Adverse Selection: Why would a truly great company, one with strong financials and a durable
competitive moat, choose the SPAC route over the more prestigious and rigorous traditional IPO? Often, the companies that merge with SPACs are speculative, pre-revenue, or simply not strong enough to withstand the scrutiny of institutional investors in a normal IPO process. They are selling a story, not proven
earnings or
free cash flow.
Paying for Hype: The final valuation of the merged company is not determined by the market but is negotiated between the target and the motivated SPAC sponsors. This often leads to wildly optimistic valuations based on fantastical future projections rather than current business reality.
The Bottom Line
A SPAC is a financial instrument, not a business. For a value investor, the only thing that matters is the quality of the underlying business you are buying and the price you are paying for it. The SPAC boom has overwhelmingly involved merging with speculative, unprofitable companies at inflated prices, enriching sponsors at the expense of ordinary investors who hold on post-merger.
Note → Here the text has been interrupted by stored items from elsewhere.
PR #117, opened 2022-10-30
Updated animation and yearly image

cwagz:
Shows current dashboard with weather and usage overlay. Let me know if you would like a Last 24-hour timescale instead of a complete day. I was trying to get something that would show some clouds.


jasonacox:
Thanks @cwagz !

PR #123, opened 2022-11-08
Fix bug with error output when dateutil is missing

mcbirse:
Minor update to fix a bug with error output when the python-dateutil module is missing. Calls "sys.exit" before the sys module has been imported - whoops. 😯


jasonacox:
Thanks @mcbirse - good catch.

PR #124, opened 2022-11-11
Add tool to fix incorrect month tags of InfluxDB

mcbirse:
Hi @jasonacox 

Adding this script to the tools repository which hopefully should be useful for those affected by issue #80 and wanting to correct the data.

This python script can be used to fix incorrect month tags of InfluxDB where the month was based on UTC instead of the local timezone. My data is fixed now. 😊


jasonacox:
Brilliant!!!  Thanks @mcbirse ! 👍

Issue #149, opened 2023-01-08
Alternate Weather Source - Your Own Weather Station


BJReplay:
### Discussed in https://github.com/jasonacox/Powerwall-Dashboard/discussions/145

<div type='discussions-op-text'>

<sup>Originally posted by **BJReplay** December 26, 2022</sup>
I have a Pantech branded Home Weather Station (of course I do - I'm a gadget geek) - Ecowitt (aka Fine Offset) are the OEM for a bunch of home weather stations, including Pantech, and probably most commonly known in the US is Ambient Weather.

I've just discovered (since my internal display died last night) that they have an API: https://doc.ecowitt.net/web/#/apiv3en?page_id=19

I knew that it was possible to intercept the output having read up on weewx interceptors, but now that they have an API, it seems feasible to provide an alternative weather input to Weather411 for the dashboard.

Here's a list of weatherstations from another site that talks about accessing their data utilising the wire protocol - but I suspect this is now superseded given there is an API: https://www.openhab.org/addons/bindings/fineoffsetweatherstation/

First steps will be to get the API working in Postman, and then to figure out how to get it up and running so that it can be included into grafana - I would welcome any suggestions!

</div>

Creating Issue to reference for pull request.

BJReplay:
Closing issue - Closed with v2.7.0

PR #150, opened 2023-01-08
First Release of Ecowitt Weather Server

BJReplay:
This pull request completes most of the work to provide a local weather source based on #149 but doesn't close the issue:

- Dashboards still need to be modified to use the data
- The local weather server needs to be included into the docker stack; this can be done by including it in powerwall.yml - for example:

```
    localweather:
        build: ./localweather
        image: localweather:latest
        container_name: localweather
        hostname: localweather
        restart: always
        user: "1000:1000"
        volumes:
            - type: bind
              source: ./localweather
              target: /var/lib/localweather
              read_only: true
        ports:
            - target: 8686
              published: 8686
              mode: host
        environment:
            - WEATHERCONF=/var/lib/localweather/localweather.conf
        depends_on:
            - influxdb

```

### DIFF
--- a/weather/contrib/ecowitt/README.md
+++ b/weather/contrib/ecowitt/README.md
@@ -1,0 +1,147 @@
+# localweather Server
+
+![Docker Pulls](https://img.shields.io/docker/pulls/jasonacox/localweather)
+
+This server pulls current weather data from [Ecowitt.net Weather API](https://api.ecowitt.net/api/v3/device/real_time), makes it available via local API calls and stores the data in InfluxDB for graphing.
+
+This service was built to easily add weather data graphs to the [Powerwall-Dashboard](https://github.com/jasonacox/Powerwall-Dashboard) project.
+
+Docker: docker pull [jasonacox/localweather](https://hub.docker.com/r/jasonacox/localweather)
+
+## Quick Start
+
+
+1. Create a `localweather.conf` file (`cp localweather.conf.sample localweather.conf`) and update with your specific location details:
+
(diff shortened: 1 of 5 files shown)


weather/contrib/ecowitt/README.md
```diff
@@ -0,0 +1,147 @@
+# localweather Server
+
+![Docker Pulls](https://img.shields.io/docker/pulls/jasonacox/localweather)
+
+This server pulls current weather data from [Ecowitt.net Weather API](https://api.ecowitt.net/api/v3/device/real_time), makes it available via local API calls and stores the data in InfluxDB for graphing.
+
+This service was built to easily add weather data graphs to the [Powerwall-Dashboard](https://github.com/jasonacox/Powerwall-Dashboard) project.
+
+Docker: docker pull [jasonacox/localweather](https://hub.docker.com/r/jasonacox/localweather)
```
jasonacox, line 9: Assuming others contribute similar services for other local weather stations (or services), I'm thinking we should probably rename the container to match the specific solution it supports.   What about just "ecowitt"?

jasonacox:
Thanks @BJReplay  - excellent work!  Make sure your git commit email is set up as a github email so that you get credit as a contributor (if you care).  

This is a great addition! I added an in-line comment about the container name. I'm happy to publish that container to dockerhub, but want your thoughts on the name before I do.

weather/contrib/ecowitt/README.md
BJReplay: Agree that's a good idea.

BJReplay: I'll make those changes tomorrow, and test, and assuming it all works, create another pull request.

PR #151, opened 2023-01-08
Add Sample Local Weather Dashboard

BJReplay:
Another component for #149 - Sample Dashboard


BJReplay:
Note that this uses the old Graph type rather than the new time series type, so is saved as a sample dashboard rather than a library panel (as the library panels are disabled if they use deprecated plugins).

PR #157, opened 2023-01-14
0.0.4 - Third Release

BJReplay:
- Fix to Rainfall Data
- Fix to Humidity Data
- Add Dew Point to Weather Data
- Change default name of conf file
- Correct Name of config file comment in server.py
- Fix Build Your Own instructions in README (incorrect container name)
- Remove redundant data


BJReplay:
There's a bit of reorganisation that was done to help me get a history loader up and running (pull request to follow once I think it is ready) that hides some of the fixes (some incorrectly named fields) around rainfall data being stored in influxdb as hourly instead of rain_1h which was the intent.

jasonacox:
Thanks @BJReplay !  0.0.4 pushed: https://hub.docker.com/r/jasonacox/ecowitt/tags

PR #159, opened 2023-01-16
Ecowitt Weather History Tool

BJReplay:
Shamelessly inspired by @mcbirse this pulls in history from the Ecowitt API and populates the localweather measurement.

No remove function - as localweather is so new I don't think it's needed :)


jasonacox:
Nice!  Thanks @BJReplay !

jasonacox:
It may make sense to reference this tool in the Ecowitt [README](https://github.com/jasonacox/Powerwall-Dashboard/tree/main/weather/contrib/ecowitt#ecowitt-local-weather-server)  so other Ecowitt users can find it.

PR #163, opened 2023-01-26
Change frequency panel to 3 decimal places

longzheng:
The frequency panel is a bit hard to understand because frequency is commonly fluctuating only between a very small range.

While the pre-merger arbitrage (buying units and redeeming shares) can be a niche strategy for sophisticated funds, for the average investor, it's a minefield. The real investment decision happens after the merger is announced. At that point, you must ignore the SPAC hype and analyze the new public company on its own merits. More often than not, a value investor will find a heavily diluted, overvalued business with misaligned management incentives—a classic “cigar butt,” but one that's already been smoked. Proceed with extreme caution.